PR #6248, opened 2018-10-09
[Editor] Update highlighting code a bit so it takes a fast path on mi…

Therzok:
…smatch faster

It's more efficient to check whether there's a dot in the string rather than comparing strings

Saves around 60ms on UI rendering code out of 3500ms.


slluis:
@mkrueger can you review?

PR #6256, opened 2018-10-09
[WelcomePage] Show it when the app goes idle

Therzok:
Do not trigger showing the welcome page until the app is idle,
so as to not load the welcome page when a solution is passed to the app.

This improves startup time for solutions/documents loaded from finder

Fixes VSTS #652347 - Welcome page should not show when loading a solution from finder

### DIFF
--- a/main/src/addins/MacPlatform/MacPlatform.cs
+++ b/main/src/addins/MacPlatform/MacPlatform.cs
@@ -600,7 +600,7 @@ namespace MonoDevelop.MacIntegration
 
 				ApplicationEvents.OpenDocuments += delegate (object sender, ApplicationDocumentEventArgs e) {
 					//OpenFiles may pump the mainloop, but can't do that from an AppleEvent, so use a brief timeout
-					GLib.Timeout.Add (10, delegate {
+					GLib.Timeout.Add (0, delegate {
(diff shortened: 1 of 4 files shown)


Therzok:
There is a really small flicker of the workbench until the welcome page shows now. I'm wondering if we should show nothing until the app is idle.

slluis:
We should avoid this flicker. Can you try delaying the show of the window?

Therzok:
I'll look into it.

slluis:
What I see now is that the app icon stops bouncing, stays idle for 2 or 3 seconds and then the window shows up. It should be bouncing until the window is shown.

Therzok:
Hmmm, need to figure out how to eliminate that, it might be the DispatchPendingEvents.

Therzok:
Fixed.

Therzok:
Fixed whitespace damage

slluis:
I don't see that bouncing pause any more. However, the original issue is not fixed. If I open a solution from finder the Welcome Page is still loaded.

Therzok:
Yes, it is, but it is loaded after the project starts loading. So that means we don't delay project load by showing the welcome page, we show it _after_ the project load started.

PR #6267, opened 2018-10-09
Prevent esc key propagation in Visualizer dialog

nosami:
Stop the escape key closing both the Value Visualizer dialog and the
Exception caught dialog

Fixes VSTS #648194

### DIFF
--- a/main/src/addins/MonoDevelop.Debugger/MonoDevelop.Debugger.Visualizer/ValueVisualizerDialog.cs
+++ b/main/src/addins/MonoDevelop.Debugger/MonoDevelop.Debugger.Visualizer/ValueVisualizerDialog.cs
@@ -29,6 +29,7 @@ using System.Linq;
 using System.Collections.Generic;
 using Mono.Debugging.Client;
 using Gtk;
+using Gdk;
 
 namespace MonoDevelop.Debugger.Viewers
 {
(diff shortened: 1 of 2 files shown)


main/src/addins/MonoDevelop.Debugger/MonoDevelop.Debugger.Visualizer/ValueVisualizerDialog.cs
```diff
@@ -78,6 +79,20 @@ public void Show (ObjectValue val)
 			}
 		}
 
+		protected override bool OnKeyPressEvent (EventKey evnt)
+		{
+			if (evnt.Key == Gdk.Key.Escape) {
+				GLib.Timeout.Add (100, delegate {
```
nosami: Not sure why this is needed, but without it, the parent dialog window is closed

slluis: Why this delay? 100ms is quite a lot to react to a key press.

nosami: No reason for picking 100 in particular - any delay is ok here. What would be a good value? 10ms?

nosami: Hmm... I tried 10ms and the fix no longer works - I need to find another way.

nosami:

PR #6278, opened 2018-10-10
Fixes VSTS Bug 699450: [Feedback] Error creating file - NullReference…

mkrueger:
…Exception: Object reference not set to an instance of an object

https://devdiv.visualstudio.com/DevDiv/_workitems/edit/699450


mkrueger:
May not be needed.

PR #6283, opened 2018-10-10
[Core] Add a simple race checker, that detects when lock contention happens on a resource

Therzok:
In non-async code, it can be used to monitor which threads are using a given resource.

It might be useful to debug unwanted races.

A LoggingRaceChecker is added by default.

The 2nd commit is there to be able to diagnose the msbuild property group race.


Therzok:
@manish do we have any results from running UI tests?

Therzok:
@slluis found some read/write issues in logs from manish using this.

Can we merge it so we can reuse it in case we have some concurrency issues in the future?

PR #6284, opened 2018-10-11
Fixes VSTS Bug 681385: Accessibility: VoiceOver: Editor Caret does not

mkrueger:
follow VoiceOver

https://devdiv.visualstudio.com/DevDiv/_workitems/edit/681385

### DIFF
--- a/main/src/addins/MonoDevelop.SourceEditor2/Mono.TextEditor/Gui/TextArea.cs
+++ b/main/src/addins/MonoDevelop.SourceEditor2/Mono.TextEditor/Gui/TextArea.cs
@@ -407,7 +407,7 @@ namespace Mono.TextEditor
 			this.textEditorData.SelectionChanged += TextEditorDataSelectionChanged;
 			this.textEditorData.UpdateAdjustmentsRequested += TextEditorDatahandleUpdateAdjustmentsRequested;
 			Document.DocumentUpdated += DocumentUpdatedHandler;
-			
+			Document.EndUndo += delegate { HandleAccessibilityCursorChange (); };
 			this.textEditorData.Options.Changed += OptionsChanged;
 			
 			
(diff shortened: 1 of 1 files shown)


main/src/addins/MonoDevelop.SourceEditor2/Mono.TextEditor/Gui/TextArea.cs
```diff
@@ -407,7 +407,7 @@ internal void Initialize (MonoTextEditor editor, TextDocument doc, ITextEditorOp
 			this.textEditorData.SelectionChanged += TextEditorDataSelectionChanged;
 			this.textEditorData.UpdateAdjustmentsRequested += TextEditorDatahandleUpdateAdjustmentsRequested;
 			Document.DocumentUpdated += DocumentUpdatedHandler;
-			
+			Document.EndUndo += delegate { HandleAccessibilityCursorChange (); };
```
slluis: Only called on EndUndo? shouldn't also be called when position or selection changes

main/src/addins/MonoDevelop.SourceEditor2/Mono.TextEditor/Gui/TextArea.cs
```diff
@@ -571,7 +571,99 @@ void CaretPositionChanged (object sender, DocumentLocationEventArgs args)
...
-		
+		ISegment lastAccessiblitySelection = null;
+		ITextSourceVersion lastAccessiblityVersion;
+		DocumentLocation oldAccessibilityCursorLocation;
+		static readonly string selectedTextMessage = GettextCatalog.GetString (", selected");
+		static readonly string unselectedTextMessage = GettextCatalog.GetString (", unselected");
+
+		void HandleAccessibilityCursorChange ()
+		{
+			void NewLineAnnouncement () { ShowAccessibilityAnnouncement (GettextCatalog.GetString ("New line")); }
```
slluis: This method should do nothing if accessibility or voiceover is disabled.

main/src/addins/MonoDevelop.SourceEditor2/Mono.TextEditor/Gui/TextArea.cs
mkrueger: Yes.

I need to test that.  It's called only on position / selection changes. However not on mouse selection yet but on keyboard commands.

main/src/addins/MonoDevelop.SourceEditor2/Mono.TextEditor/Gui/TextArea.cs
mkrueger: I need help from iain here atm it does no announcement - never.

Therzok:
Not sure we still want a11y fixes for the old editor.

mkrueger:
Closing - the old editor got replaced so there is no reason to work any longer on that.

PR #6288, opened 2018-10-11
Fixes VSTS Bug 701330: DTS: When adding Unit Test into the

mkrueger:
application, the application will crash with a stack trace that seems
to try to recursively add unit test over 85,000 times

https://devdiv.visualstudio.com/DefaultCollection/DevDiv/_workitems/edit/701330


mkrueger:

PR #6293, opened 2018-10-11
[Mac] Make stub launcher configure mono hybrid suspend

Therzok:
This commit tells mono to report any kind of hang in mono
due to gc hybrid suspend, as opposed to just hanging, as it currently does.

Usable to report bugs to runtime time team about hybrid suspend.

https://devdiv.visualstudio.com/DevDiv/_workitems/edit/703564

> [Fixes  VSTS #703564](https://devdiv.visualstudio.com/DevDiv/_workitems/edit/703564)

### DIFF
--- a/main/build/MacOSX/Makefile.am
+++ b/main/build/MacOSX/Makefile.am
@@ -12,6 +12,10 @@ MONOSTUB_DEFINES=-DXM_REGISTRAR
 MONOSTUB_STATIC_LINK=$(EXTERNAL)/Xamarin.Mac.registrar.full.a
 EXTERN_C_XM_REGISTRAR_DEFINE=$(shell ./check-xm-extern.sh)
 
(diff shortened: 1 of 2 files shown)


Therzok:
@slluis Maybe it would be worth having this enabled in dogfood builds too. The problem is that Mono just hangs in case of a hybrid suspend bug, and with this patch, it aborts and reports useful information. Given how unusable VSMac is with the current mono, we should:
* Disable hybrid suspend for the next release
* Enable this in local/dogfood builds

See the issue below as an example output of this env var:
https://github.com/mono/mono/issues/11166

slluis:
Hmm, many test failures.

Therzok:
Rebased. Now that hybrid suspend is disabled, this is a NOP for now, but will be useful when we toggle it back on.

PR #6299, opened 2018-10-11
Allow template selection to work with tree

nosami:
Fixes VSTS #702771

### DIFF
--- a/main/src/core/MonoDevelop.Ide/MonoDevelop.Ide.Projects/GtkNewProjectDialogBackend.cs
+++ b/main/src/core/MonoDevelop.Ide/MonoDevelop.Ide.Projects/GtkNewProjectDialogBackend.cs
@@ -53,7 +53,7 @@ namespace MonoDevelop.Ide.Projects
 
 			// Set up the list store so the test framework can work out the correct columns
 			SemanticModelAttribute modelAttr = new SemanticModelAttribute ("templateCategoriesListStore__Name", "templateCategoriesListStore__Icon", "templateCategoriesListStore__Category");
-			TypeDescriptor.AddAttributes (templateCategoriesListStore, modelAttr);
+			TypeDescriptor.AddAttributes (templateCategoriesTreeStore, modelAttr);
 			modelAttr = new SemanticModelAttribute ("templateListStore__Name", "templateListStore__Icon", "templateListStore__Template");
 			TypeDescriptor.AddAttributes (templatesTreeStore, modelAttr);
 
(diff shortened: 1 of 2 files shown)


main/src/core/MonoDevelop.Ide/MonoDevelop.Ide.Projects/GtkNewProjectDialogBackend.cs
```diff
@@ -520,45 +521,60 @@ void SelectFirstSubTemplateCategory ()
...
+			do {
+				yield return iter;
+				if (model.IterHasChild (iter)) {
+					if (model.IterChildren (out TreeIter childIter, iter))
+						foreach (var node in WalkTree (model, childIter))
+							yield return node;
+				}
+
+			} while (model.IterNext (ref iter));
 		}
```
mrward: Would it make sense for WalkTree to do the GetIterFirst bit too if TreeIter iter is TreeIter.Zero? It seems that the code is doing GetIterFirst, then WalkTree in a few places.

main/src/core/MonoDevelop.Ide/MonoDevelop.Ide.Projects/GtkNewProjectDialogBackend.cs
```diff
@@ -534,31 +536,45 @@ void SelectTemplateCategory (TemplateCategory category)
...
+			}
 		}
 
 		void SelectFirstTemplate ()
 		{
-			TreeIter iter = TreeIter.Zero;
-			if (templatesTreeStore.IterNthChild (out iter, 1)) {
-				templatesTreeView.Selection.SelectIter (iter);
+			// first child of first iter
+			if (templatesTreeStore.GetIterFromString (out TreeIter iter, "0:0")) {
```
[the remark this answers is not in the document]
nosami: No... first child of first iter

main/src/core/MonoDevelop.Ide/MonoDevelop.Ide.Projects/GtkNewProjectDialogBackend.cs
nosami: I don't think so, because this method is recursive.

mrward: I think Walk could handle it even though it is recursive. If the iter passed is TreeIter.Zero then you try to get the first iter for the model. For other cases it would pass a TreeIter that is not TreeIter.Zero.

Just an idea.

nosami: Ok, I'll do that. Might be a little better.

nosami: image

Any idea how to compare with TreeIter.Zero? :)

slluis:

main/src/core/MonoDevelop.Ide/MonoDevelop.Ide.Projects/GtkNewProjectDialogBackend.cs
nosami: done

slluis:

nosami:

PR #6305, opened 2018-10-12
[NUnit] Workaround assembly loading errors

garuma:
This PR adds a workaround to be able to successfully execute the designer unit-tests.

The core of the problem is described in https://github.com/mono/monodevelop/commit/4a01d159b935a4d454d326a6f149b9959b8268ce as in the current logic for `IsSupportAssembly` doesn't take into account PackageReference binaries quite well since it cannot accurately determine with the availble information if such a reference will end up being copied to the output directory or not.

----------

Directions => Every line containing the word "templatesTreeStore" should be copied from the material.

Result of this task =>
 			TypeDescriptor.AddAttributes (templatesTreeStore, modelAttr);
-			if (templatesTreeStore.IterNthChild (out iter, 1)) {
+			if (templatesTreeStore.GetIterFromString (out TreeIter iter, "0:0")) {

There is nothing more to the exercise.